Each side accused the other of not wanting to negotiate seriously.
“The railroads don't care about farmers, small businesses, supply chains or their own employees. Their only focus is increasing their profits, even if it means putting the entire economy at risk,” Teamsters President Paul Boucher said in a statement early Thursday morning.
Negotiations took place in separate negotiations between each company and the Teamsters, which represent 6,000 CN workers and 3,300 CPKC workers.
CN said it had negotiated in good faith over the past nine months.
“The company has consistently made serious offers, including better wages, longer rest periods and more predictable work hours. However, the Teamsters have shown no urgency or desire to reach an agreement that is good for workers, the company and the economy,” CN said.
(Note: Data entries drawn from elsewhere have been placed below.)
PR #551, opened 2019-06-12
Update cabal.project

erikd:


rvl (commented):
The commit IDs for cardano-prelude and cardano-base don't match what's in stack.yaml.

Do they need to be in sync?

If they need to be in sync, what options do we have for keeping the information in a single place? Could we delete stack.yaml? Or could we generate cabal.project from stack.yaml? (This would be possible by modifying stack-to-nix and generating cabal.project from the Nix files which are generated from stack.yaml).

erikd:
They don't necessarily *have* to be in sync, but its probably a good idea if they were.

Unfortunately some people prefer `stack` and some `cabal` so we need to keep both. Yes it would be good to have a tool to keep these in sync.

rvl (approved):

PR #552, opened 2019-06-13
[#170] Rename SlotId and remove LocalSlotIndex

### LINKED ISSUE #170: Give `SlotId` a more specific name, and `FlatSlotId` a better name.

ruhatch:
Instead of using `LocalSlotIndex` to represent the number of slots into an epoch a slot is, we use `SlotCount`. This has two benefits, the first, expanding the size to a `Word64`, which is the same size as the `EpochSlots` type, and second removing an extra unnecessary `newtype`.

Closes #170


cardano-ledger/src/Cardano/Chain/Block/Validation.hs
```diff
@@ -511,7 +511,7 @@ epochTransition env st slot = if nextEpoch > currentEpoch
   EpochEnvironment { protocolMagic, k, numGenKeys, delegationMap, currentEpoch }
     = env
 
-  nextEpoch = siEpoch $ unflattenSlotId (kEpochSlots k) slot
+  nextEpoch = slotNumberEpoch (kEpochSlots k) slot
```
dnadales, line 514: Nice. This looks more readable!

cardano-ledger/src/Cardano/Chain/Slotting/SlotNumber.hs
```diff
@@ -0,0 +1,70 @@
...
+
+import Cardano.Binary (FromCBOR(..), ToCBOR(..))
+import Cardano.Chain.Common.BlockCount (BlockCount, unBlockCount)
+import Cardano.Chain.Slotting.SlotCount (SlotCount(..))
+
+
+-- | 'SlotNumber' is an absolute slot number from the beginning of time
+--
+--   'SlotNumber' is held in a 'Word64'. Assuming a slot every 20 seconds, 'Word64'
+--   is sufficient for slot indices for 10^13 years.
```
dnadales, line 32: > is sufficient for slot indices for 10^13 years.

Right, let people in the future fix this ... o wait, the sun will die earlier than that. Oh, well, I guess we'll have bigger problems by then ...

But seriously, it's nice that you put that comment :)

cardano-ledger/src/Cardano/Chain/Slotting/SlotNumber.hs
```diff
@@ -0,0 +1,70 @@
...
+
+instance MonadError SchemaError m => FromJSON m SlotNumber where
+  fromJSON val = do
+    number <- fromJSON val
+    pure $ SlotNumber number
+
+instance B.Buildable SlotNumber where
+  build s = bprint int (unSlotNumber s)
+
+-- | Increase a 'SlotNumber' by 'SlotCount'
```
dnadales, line 56: Just some musings...

I'm just wondering why don't we call this `addSlotCount` (and reversing the arguments), since we're adding a `SlotCount` to a `SlotNumber` and returning a `SlotNumber`.

I'm also wondering whether it'd make sense to define a type-class with an operator, say `+.`, for types in which you can add a `Count` to a `Number`. Otherwise we'll have similar functions for `EpochCount` and `EpochNumber` ...

cardano-ledger/src/Cardano/Chain/Slotting/SlotNumber.hs
```diff
@@ -0,0 +1,70 @@
...
+addSlotNumber :: SlotCount -> SlotNumber -> SlotNumber
+addSlotNumber (SlotCount a) (SlotNumber b) = SlotNumber $ a + b
+
+-- | Decrease a 'SlotNumber' by 'SlotCount', going no lower than 0
```
dnadales, line 60: Are we ok with ignoring the fact we're subtracting a higher slot count? My guess is that we are: returning a maybe here might be a pain in the posterior for the code that uses this.

cardano-ledger/src/Cardano/Chain/Slotting/SlotNumber.hs
```diff
@@ -0,0 +1,70 @@
...
+subSlotNumber :: SlotCount -> SlotNumber -> SlotNumber
+subSlotNumber (SlotCount a) (SlotNumber b) =
+  if a > b then SlotNumber 0 else SlotNumber (b - a)
+
+-- | Compute the number of slots after which a block becomes stable as @2 * k@,
```
dnadales, line 65: I think I might be the responsible for this `twice` function. I'm wondering whether it'd be better to have a function `blockCountToSlotCount:: BlockCount -> SlotCount` (or something like that), and then convert the `SlotCount` to a `SlotNumber`.

dnadales: This would mean that instead of `twice x` we would have to write 

```haskell
slotCountToSlotNumber . blockCountToSlotCount $ x`
```

or define `blockCountToSlotNumber = slotCountToSlotNumber . blockCountToSlotCount` and replace `twice x` by

```haskell
blockCountToSlotNumber x 
```

I don't know what's better though ... :rabbit2: :hole:

cardano-ledger/test/Test/Cardano/Chain/Slotting/Properties.hs
```diff
@@ -8,214 +8,60 @@ where
...
-  _    <- pure $ unflattenSlotId sc fsId
+  _    <- pure $ fromSlotNumber sc fsId
   success
 
--- Check that `unflattenSlotId . flattenSlotId == id`.
-ts_prop_unflattenFlattenSlotId :: TSProperty
-ts_prop_unflattenFlattenSlotId = withTestsTS 100 . property $ do
-  (sId, sc) <- forAll genConsistentSlotIdEpochSlots
-  sId === unflattenSlotId sc (flattenSlotId sc sId)
+-- Check that `fromSlotNumber . toSlotNumber == id`.
```
dnadales, line 44: Maybe we need a different name for this test.

dnadales (approved):
Nice that we're getting rid of these types :smile:

cardano-ledger/src/Cardano/Chain/Slotting/SlotNumber.hs
ruhatch: It was already there, but it's definitely one of the most informative comments I've found

cardano-ledger/src/Cardano/Chain/Slotting/SlotNumber.hs
ruhatch: That seems reasonable, yeah.

I don't think it's worth the abstraction, because we don't actually have or use `EpochCount`!

cardano-ledger/src/Cardano/Chain/Slotting/SlotNumber.hs
ruhatch: I think so!

cardano-ledger/src/Cardano/Chain/Slotting/SlotNumber.hs
ruhatch: When you implemented, did you see `kSlotSecurityParam`? That's what is supposed to do the translation. It's not a general `BlockCount` to `SlotCount` conversion.

dnadales: No, I didn't. So maybe we can remove `twice` :/ Sorry for that.

PR #555, opened 2019-06-18
[#503] Audit generators for use of Monad instance

### LINKED ISSUE #503: Audit Generators for use of `Monad` instance
## Background

@edsko published a [blog post](http://www.well-typed.com/blog/2019/05/integrated-shrinking/) discussing integrated shrinking and specifically why a `Monad` instance for `Gen` is a bad idea.

## Proposed Solution

Audit the generators for uses of the `Monad` interface and either replace them with applicative, if possible, or manual shrinking where necessary.

## Next Actions
- [ ] Audit codebase for generators using the Monad interface
- [ ] Update generators to use applicative or manual shrinking

ruhatch:
Closes #503

### DIFF
--- a/cardano-ledger/test/Test/Cardano/Chain/UTxO/Gen.hs
+++ b/cardano-ledger/test/Test/Cardano/Chain/UTxO/Gen.hs
@@ -123,10 +123,10 @@ genTxOutList :: Gen (NonEmpty TxOut)
 genTxOutList = Gen.nonEmpty (Range.linear 1 100) genTxOut
 
 genUTxOConfiguration :: Gen UTxOConfiguration
-genUTxOConfiguration = do
-  limit <- Gen.int (Range.constant 0 200)
-  addrs <- Gen.list (Range.linear 0 50) genAddress
-  return (UTxOConfiguration limit (S.fromList addrs))
+genUTxOConfiguration =
+  UTxOConfiguration
+    <$> Gen.int (Range.constant 0 200)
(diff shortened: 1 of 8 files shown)


cardano-ledger/test/Test/Cardano/Chain/UTxO/Gen.hs
```diff
@@ -123,10 +123,10 @@ genTxOutList :: Gen (NonEmpty TxOut)
 genTxOutList = Gen.nonEmpty (Range.linear 1 100) genTxOut
 
 genUTxOConfiguration :: Gen UTxOConfiguration
-genUTxOConfiguration = do
-  limit <- Gen.int (Range.constant 0 200)
-  addrs <- Gen.list (Range.linear 0 50) genAddress
-  return (UTxOConfiguration limit (S.fromList addrs))
+genUTxOConfiguration =
+  UTxOConfiguration
+    <$> Gen.int (Range.constant 0 200)
```
dnadales, line 128: Why did we go from `linear` to `constant`?

dnadales (approved):

cardano-ledger/test/Test/Cardano/Chain/UTxO/Gen.hs
ruhatch: We didn't that's a different `Range` ;)

dnadales: :man_facepalming:

PR #560, opened 2019-06-21
move unused functions from Cardano.Crypto.Limits.hs to Test.Cardano.Crypto.Limits.hs

DeepakKapiswe:
Drop `Cardano.Crypto.Limits.hs`
Addresses https://github.com/input-output-hk/cardano-base/pull/25


ruhatch (approved):
LGTM!

crypto/test/Test/Cardano/Crypto/Limits.hs
```diff
@@ -30,6 +36,38 @@ import Test.Cardano.Crypto.Gen
 tests :: IO Bool
 tests = checkParallel $$discover
 
+---------------------------------------------------------------------------
+-- Limit
+---------------------------------------------------------------------------
+-- | A limit on the length of something (in bytes).
```
dnadales, line 42: Maybe "a limit on the length of a data value"?

crypto/test/Test/Cardano/Crypto/Limits.hs
```diff
@@ -30,6 +36,38 @@ import Test.Cardano.Crypto.Gen
...
+-- Helper Functions
+--------------------------------------------------------------------------------
+
+mlAbstractHash
+  :: forall algo a . HashAlgorithm algo => Limit (AbstractHash algo a)
+mlAbstractHash =
+  fromIntegral (hashDigestSize (panic "AbstractHash limit" :: algo) + 4)
+
+mlVerificationKey :: Limit VerificationKey
+mlVerificationKey = 66
```
dnadales, line 64: We might want to explain why did we chose these constants.

crypto/test/Test/Cardano/Crypto/Limits.hs
```diff
@@ -30,6 +36,38 @@ import Test.Cardano.Crypto.Gen
...
+  fmap _ (Limit x) = Limit x
+
+--------------------------------------------------------------------------------
+-- Helper Functions
+--------------------------------------------------------------------------------
+
+mlAbstractHash
+  :: forall algo a . HashAlgorithm algo => Limit (AbstractHash algo a)
+mlAbstractHash =
+  fromIntegral (hashDigestSize (panic "AbstractHash limit" :: algo) + 4)
```
dnadales, line 61: Might be worth explaining why did we add a `panic` here. And why not just using `undefined`?

crypto/test/Test/Cardano/Crypto/Limits.hs
```diff
@@ -30,6 +36,38 @@ import Test.Cardano.Crypto.Gen
 tests :: IO Bool
 tests = checkParallel $$discover
 
+---------------------------------------------------------------------------
+-- Limit
+---------------------------------------------------------------------------
+-- | A limit on the length of something (in bytes).
+--   TODO should check for overflow in the Num instance.
```
dnadales, line 43: Hmmm, I'm not sure about this comment. I'd rather say that we support maximum sizes equal to `maxBound :: Word32`. Maybe we would like to clarify that `maxBound` bytes is about 4GB.

dnadales (commented):
Looks OK to me, but I think we would want to add more comments, specially around the magic constants and `panic` usages.

Since I don't have ownership on this codebase I'd feel more comfortable if @erikd or @ruhatch could take a quick look.

ruhatch (commented):
bors r+

PR #566, opened 2019-07-03
Changes for epoch boundary integration

nc6:
Unfortunately we do need to serialise boundary blocks, because we need to create the initial one for testing.


dnadales (approved):

cardano-ledger/src/Cardano/Chain/Block/Boundary.hs
```diff
@@ -57,6 +52,4 @@ dropBoundaryBody = dropList dropBytes
 --------------------------------------------------------------------------------
 
 dropBoundaryExtraBodyData :: Dropper s
-dropBoundaryExtraBodyData = do
-  enforceSize "BoundaryExtraBodyData" 1
-  dropAttributes
+dropBoundaryExtraBodyData = dropAttributes
```
intricate: **Related to `ts_prop_mainnetEpochsValid` and `prop_deserializeEpochs` failures:**

We need to `enforceSize 1` prior to calling `dropAttributes` here.

In `cardano-sl`, `deriveSimpleBi` was used to define the `Bi` instance for the `GenesisExtraBodyData` (EBB extra body data): https://github.com/input-output-hk/cardano-sl/blob/34337f53764bc558396be8bc146699ba9d6e6f4e/chain/src/Pos/Chain/Block/Genesis.hs#L203

`deriveSimpleBi` automatically `encodeListLen numFields` for each constructor before encoding the actual values of each field: https://github.com/input-output-hk/cardano-sl/blob/e74bd61d6e497533b0ac9ea5272211bbf4665bd3/binary/src/Pos/Binary/Class/TH.hs#L493

cardano-ledger/src/Cardano/Chain/Block/Header.hs
```diff
@@ -438,17 +438,17 @@ headerHashAnnotated = hashDecoded . fmap wrapHeaderBytes
 -- BoundaryHeader
 --------------------------------------------------------------------------------
 
-dropBoundaryHeader :: Decoder s (HeaderHash, Word64)
+dropBoundaryHeader :: Decoder s (HeaderHash, Word64, ChainDifficulty)
 dropBoundaryHeader = do
   enforceSize "BoundaryHeader" 5
   dropInt32
```
intricate, line 444: **Related to `ts_roundTripBoundaryBlock` failure:**

It seems that decoding and dropping the `ProtocolMagicId :: Word32` here as an `Int32` can fail in certain circumstances. 

Apparently, decoding will fail when attempting to `dropInt32` (to discard the encoded `ProtocolMagicId :: Word32`) if the encoded `ProtocolMagicId :: Word32` is greater than the `Int32` max bound.

The issue is that we're trying to decode and drop an `Int32` (what `ProtocolMagicId` used to be in `cardano-sl`), but the `ProtocolMagicId` is a `Word32` in `cardano-ledger`. Therefore, our round-trip will end up failing as, in our `ProtocolMagicId` generator, we're generating values within the `Word32` range which can potentially exceed that of the `Int32` range.

Initially, I would have expected that the decoder would have just interpreted the bytes as an `Int32` and there'd be no problem, but apparently not.

intricate (changes requested):

intricate:
I pushed a commit that addresses https://github.com/input-output-hk/cardano-ledger/pull/566#discussion_r302318552. 

However, I didn't address the error in which `ts_roundTripBoundaryBlock` fails. I wasn't too sure how we might want to approach this. If we want to appropriately test compatibility with `cardano-sl`, then there could likely be negative `ProtocolMagicId :: Int32`s encoded in blocks (not on mainnet but perhaps on some testnet?). 

If we don't really care too much about handling this negative case, we could just ensure that our `ProtocolMagicId` generator only generates `Word32` values between 0 and the max `Int32` and this would allow the round-trip test to pass.

avieth:
> Unfortunately we do need to serialise boundary blocks, because we need to create the initial one for testing.

And also because we need to store-and-forward them from/to the Byron net.

intricate (approved):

CPKC called for binding arbitration, saying the union had made “unrealistic demands.”
Business associations also called on the government to intervene and introduce binding arbitration procedures for the duration of the proceedings and to ban strikes and lockouts.
Prime Minister Justin Trudeau on Wednesday called on both sides to work out an agreement at the negotiating table.
The sectors affected include agriculture, mining, energy, retail, automotive and construction. The US railroad also had to reject shipments to Canada.
Shippers south of the border also rely on Canada's two main rail lines, whose tracks run to the Gulf of Mexico and, in the case of CPKC, to several Mexican ports.
Meanwhile, Canadian ports fear that containers will pile up at docks as cargo remains unmoved, creating congestion along the route and causing some carriers to divert their routes to U.S. terminals.